*ABOUT THIS EXERCISE*
Output the material exactly, keeping every line intact.

*RECORDED INFORMATION*
Issue #626, opened 2019-08-02
X-Ray fails on tag-span when span created with :initial-tags using a Clojure map


ddeaguiar:
# Description
When creating a span using a clojure map as the value of `:initial-tags` and subsequently calling `tag-span`, X-Ray throws an `java.lang.UnsupportedOperationException` exception.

*ANSWER SECTION*
Issue #626, opened 2019-08-02
X-Ray fails on tag-span when span created with :initial-tags using a Clojure map


ddeaguiar:
# Description
When creating a span using a clojure map as the value of `:initial-tags` and subsequently calling `tag-span`, X-Ray throws an `java.lang.UnsupportedOperationException` exception.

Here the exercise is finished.